The concept of the union of events in probability is fairly intuitive, but absolutely crucial. It reflects the idea of "either/or" events. If you are determining the likelihood that at least one of several events occurs, you would express this as the *union* of those events.

In symbols, the union of two sets, say A and B, is expressed as \(A \cup B\). This represents all elements that are in either A, in B, or in both.

When applied to probability, the union allows us to consider the total set of outcomes that make up this combined event. For instance, in our baseball scenario, the probability expression \(P(I \cup N)\) signifies the probability that a player either is an infielder or is not a great hitter or both.

Through the union operation, it's possible to account for overlapping outcomes, ensuring that each specific outcome is only counted once in calculating the probability.

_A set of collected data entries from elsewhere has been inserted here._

PR #426, opened 2024-01-29
chore: Do nightly build at 3 AM.

He-Pin:
Motivation:
Do it at 1 AM everyday, then we can check the snapshot just after the pekko-core snapshot published.

### DIFF
--- a/.github/workflows/nightly-builds.yaml
+++ b/.github/workflows/nightly-builds.yaml
@@ -2,7 +2,7 @@ name: Nightly Builds
 
 on:
   schedule:
-    - cron: "0 0 * * *"
+    - cron: "0 3 * * *"
   workflow_dispatch:
 
 permissions: {}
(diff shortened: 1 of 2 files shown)


mdedetrich:
If we are going to stage it this way we should http at 1am, grcp ar 2am and connectors at 3am so all of the dependencies line up. @pjfanning wdyt?

He-Pin:
let't me change to 3 am then.

He-Pin:
Github Action need some kind of action dependencies where actions can depends on each other.

mdedetrich:
I will approve this since this makes sense, @He-Pin Can you make a PR to change the time of pekko-http to 01:00 and pekko-grpc to 02:00

mdedetrich (approved):
lgtm, I will approve this since this makes sense, @He-Pin Can you make a PR to change the time of pekko-http to 01:00 and pekko-grpc to 02:00

laglangyue:
LGTM

PR #197, opened 2020-08-11
Remove unused wolfSSL files.

mingyue86010:
Description
-----------
This PR remove the files in wolfSSL lib that are not used by demo project.

Test Steps
-----------

Related Issue
-----------


mingyue86010:
Currently the demos let the wolfSSL lib to choose the best available cipher. The wolfSSL user guide only say the wolfSSL would choose the "most secure" cipher without further detailed information. If we can explictly define the cipher suit and remove those unused ciphers, the size of wolfSSL lib can be further greatly reduced.

PR #207, opened 2020-08-20
added Yuhui's basic RISC-V basic PMP demo

n9wxu:
Created a demo for the RISC-V PMP.

Description
-----------
This demo is more of a lab to demonstrate configuring the linker script and PMP initialization code to lock the data memory and prevent execution.


RichardBarry:
Pleased to see this.  Are there any files we can remove from the freedom metal directory to keep the file count down?  This is an equivalent, although it too seems to have a lot of files: https://github.com/FreeRTOS/FreeRTOS/tree/master/FreeRTOS/Demo/RISC-V_RV32_SiFive_HiFive1-RevB_FreedomStudio/freedom-metal

n9wxu:
Since this demo is barely the blinky demo I am sure we can strip quite a few of those files away.

yuhui-zheng:
Please don't put my name on this, this is not what I intended to put out. More in email.

PR #212, opened 2020-08-25
FreeRTOS+TCP /multi /IPv6: FreeRTOS_TCP_WIN

htibosch:
Description
-----------
The purpose of this PR is to get the sources reviewed. Please do not used them for any project.

FreeRTOS_WIN.c needs no changed for either /multi or /IPv6. I'm adding it for completeness only.
I only removed an #include which was not necessary:

~~~c
#include "FreeRTOSIPConfigDefaults.h"
~~~

Mentioned file has already been included.


htibosch:
Since [FreeRTOS-Plus-TCP](https://github.com/FreeRTOS/FreeRTOS-Plus-TCP) has become a separate module, the development of FreeRTOS+TCP with multiple interfaces and IPv6, will be moved to that repo.
Closing this PR now.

Writing probability expressions correctly is foundational for solving probability problems accurately. It involves translating complex word problems into precise mathematical statements. To start, you need to identify all relevant events and what the problem is asking you to calculate.

For instance, consider the given events: infielder (I) and not a great hitter (N). The task here is to express the probability that a player satisfies either of these conditions.

With the union of events, this inquiry translates to \(P(I \cup N)\), where \(\cup\) represents the union symbol indicating "or" in probability terms.

To accurately write probability expressions:

• Identify which events are part of the problem.
• Determine if the problem is asking for a single event or a combination like union or intersection.
• Assign each event a symbolic representation for clarity.
• Combine these symbols using set theory notations (e.g., union, intersection) to construct the probability expression.

This approach helps ensure clarity and precision, providing a firm base for solving more complex problems.